The Paw Print Project is in the beginning stages of becoming a nonprofit organization. Its goal is to be a hub of information, volunteers, and other resources for brick-and-mortar animal shelters.
“It empowers the regular, everyday person who wants to make a difference in animal rescue or animal welfare,” Wancowicz said. “The Paw Print Project will essentially be the entire back end network support system that people can apply, get vetted, and trained through us to grow their network of volunteers and strategic partners and work with the rescues in their communities to temporarily place animals and then permanently place them.”
Before the Paw Print Project was born, Wancowicz said he and his wife, Brianna, started a Facebook group called Hampton Roads Animal Foster Network. With 640 members, the group serves as a way to connect people and help temporarily or permanently rehome dogs.
Tyler said it’s been “refreshing” to see so many strangers help each other out, and inspired him to reimagine the same concept in a bigger way.
Starting the project also helped him transition out of the Navy after serving for 11 years, he said.

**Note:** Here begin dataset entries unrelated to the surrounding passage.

PR #1285, opened 2020-07-23
Add announcements to software documentation

vsafonkin:
# Description
Improvement: Added markdown files with announcements for each platform. Content of these files is added to software reports on top part of report.

#### Related issue:
Internal issue: [#830](https://github.com/actions/virtual-environments-internal/issues/830)

## Check list


images/linux/scripts/installers/preparemetadata.sh
```diff
@@ -8,6 +8,10 @@
 source $HELPER_SCRIPTS/document.sh
 
 WriteItem "<!--- DO NOT EDIT - This markdown file is autogenerated. -->"
+
+Announcements=$(cat $HELPER_SCRIPTS/UbuntuAnnouncements.md)
```
maxim-lobanov, line 12: I think it is better to name file just `announcements.md` because it is located in `linux` folder and it is obvious that it is for ubuntu.
The same for windows

vsafonkin: Done

AlenaSviridenko:
Do we need 2 different announcements files? Aren't they the same?

vsafonkin:
> Do we need 2 different announcements files? Aren't they the same?

@AlenaSviridenko , yes, it will be easier to maintain, because such platform report should content announcements for itself platform. If it one file, we need to implement logic to parse announcements for defined platform.

maxim-lobanov:
> Do we need 2 different announcements files? Aren't they the same?

@AlenaSviridenko  I think it is expected case when the table can be different for different OSs. It doesn't makes sense to put macOS announcements to Ubuntu or Windows docs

After a lot of self-reflection and generally being an animal lover, he found himself thinking about the challenges animal shelter’s face.
“What makes it difficult for people to get animal welfare? Why is it so hard opening a shelter?” he said. “Space, legality, insurance, all those different things really make it difficult. But what if we took all of that away and made it super simple.”

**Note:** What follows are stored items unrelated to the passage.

PR #1310, opened 2020-07-28
Remove cached ghc versions from Ubuntu docs

vsafonkin:
# Description
There are three versions of GHC are installed on Ubuntu (the latest version and two previous versions). Only latest version shoud be added to software documentation.

#### Related issue:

Now, Tyler is acting as president of the Paw Print Project Board of Directors, and he and his wife are interviewing for other board positions.

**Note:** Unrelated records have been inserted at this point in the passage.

PR #1315, opened 2020-07-28
Add libc++ and libc++abi for all Ubuntu images

dpaoliello:
# Description
Modifies the existing script to add libc++ and libc++abi to all Ubuntu images, rather than just 16.04.


dpaoliello:
Ping @al-cheb: can I please get a review? This is blocking our ability to test on Linux (we're adding a new feature that uses coroutines, which is not supported by the default STL on Ubuntu).

Issue #1269, opened 2020-07-20
windows-latest environment running much slower since 20200714.1


beechtom:
**Describe the bug**
This is similar to an issue I filed two weeks ago: https://github.com/actions/virtual-environments/issues/1204
Workflows running on windows-latest environment are running about 2.5x slower than usual since the release of 20200714.1

**Area for Triage**: 
Image Administration
Testing and code coverage

**Question, Bug, or Feature?**: 
Bug

**Virtual environments affected**
- [ ] macOS 10.15
- [ ] Ubuntu 16.04 LTS
- [ ] Ubuntu 18.04 LTS
- [ ] Ubuntu 20.04 LTS
- [ ] Windows Server 2016 R2
- [x] Windows Server 2019

**Expected behavior**
New releases of Windows environments should not result in significantly slower workflows.

**Actual behavior**
Since the release of 20200714.1, workflows running on windows-latest have been running much slower than usual. Compare the following jobs run for the same pull request with minor changes between commits:

**20200706.1 (~13m):** https://github.com/puppetlabs/bolt/runs/883584515?check_suite_focus=true
**20200714.1 (~35m):** https://github.com/puppetlabs/bolt/runs/891066891?check_suite_focus=true

Several steps saw a noticeable increase in time to complete:
- Checkout takes 3x longer, from 9s to 20s
- Running a custom setup script takes 2x longer, from 14s to 23s
- Running tests with rspec takes 3x longer, from 12m to 34m
- Post-checkout takes 4.5x longer, from 3s to 14s

The overall time for job completion increased ~2.5x from an average of ~13m to an average of ~35m.

maxim-lobanov:
Hello @beechtom , checkout time and scripts time are very close on both images. The real difference is tests step.
I see that you configure connection to remote machine in runtime. It could be potential reason for this delay. Can we check it somehow?
Interesting point that `Agentful` job takes the same time on both images (11minutes vs 12 minutes) and the difference is only for `Agentless` job. What is the difference between these jobs?

beechtom:
@maxim-lobanov The script only configures a new user on the runner and tests a connection to itself, not a remote machine. You can check it by just running the script on the runner.

While the `Agentful` job takes roughly the same time, if you look at the individual steps they experienced a similar increase in time to complete. Checkout takes over twice as long, post-checkout takes three times as long, etc. Even the tests themselves take about a minute longer. While that's not significant, it _is_ indicative that the environment itself is running slower than it used to be.

[...]

PR #1316, opened 2020-07-29
[Windows] .NET Framework  Performance Issue

al-cheb:
# Description
https://support.microsoft.com/en-us/help/2570538/installing-updates-for-the-microsoft-net-framework-4-can-take-longer-t - When you install an update for the Microsoft .NET Framework 4, the Native Image Generator (NGen.exe) uses a high percentage of the CPU cycles on the computer for a long time. This time varies with how many Native Images are installed on the computer.

#### Related issue:
https://github.com/actions/virtual-environments/issues/1269

## Check list

### DIFF
--- a/images/win/Windows2019-Azure.json
+++ b/images/win/Windows2019-Azure.json
@@ -773,6 +773,12 @@
         },
         {
             "type": "powershell",
+            "scripts":[
+                "{{ template_dir }}/scripts/Installers/Run-NGen.ps1"
+            ]
+        },
+        {
+            "type": "powershell",
             "inline": [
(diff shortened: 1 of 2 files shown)


miketimofeev:
Maybe do the same for win2016? Just in case

dragon788:
The linked article mentions this should be done before updates to the .NET Framework 4 are applied, does that mean that the NGen.ps1 step should go before the `Install-WindowsUpdates.ps1` to speed up that and future steps rather than having NGen.exe churning in the background for all the steps following the updates?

Within the first month of promoting the project, Tyler said they’ve received around 50 applications and completed around 20 interviews. He’s hoping to have a full board of seven or eight people by mid-June and then file for a 501C to become an official nonprofit. The goal is to have the whole project up and running by the end of the year.
“We got way more interest than I think we thought [we would],” Brianna said. “Starting from scratch, you can’t really see how it’s going to be. So it’s been super exciting to interview these people and get to know people and see, kind of, where they would fit into our mission that we’re trying to do.”
In order to help get the project up and running, Tyler is competing in an Inked Magazine tattoo contest to win $25,000. He made it to the top 10, and is currently competing to be in the top five.
Brianna said there is still much more research to be done about what goes into making a nonprofit, but they’re ready to take on the challenge.
After forming the Board of Directors, Brianna said they will have to make bylaws and establish committee leaders.
“I think we kind of just have to meet as a Board and see what our expectations and standards are going to be,” she said. “And then also see who on our Board can bring valuable input that maybe we weren’t thinking about.”
Overall, Tyler said he’s both excited and nervous about starting the project, but he’s excited about how things are going so far.
“I think that if there’s something you want in the world, no one else is going to make it for you, so you might as well just go and make it yourself,” he said.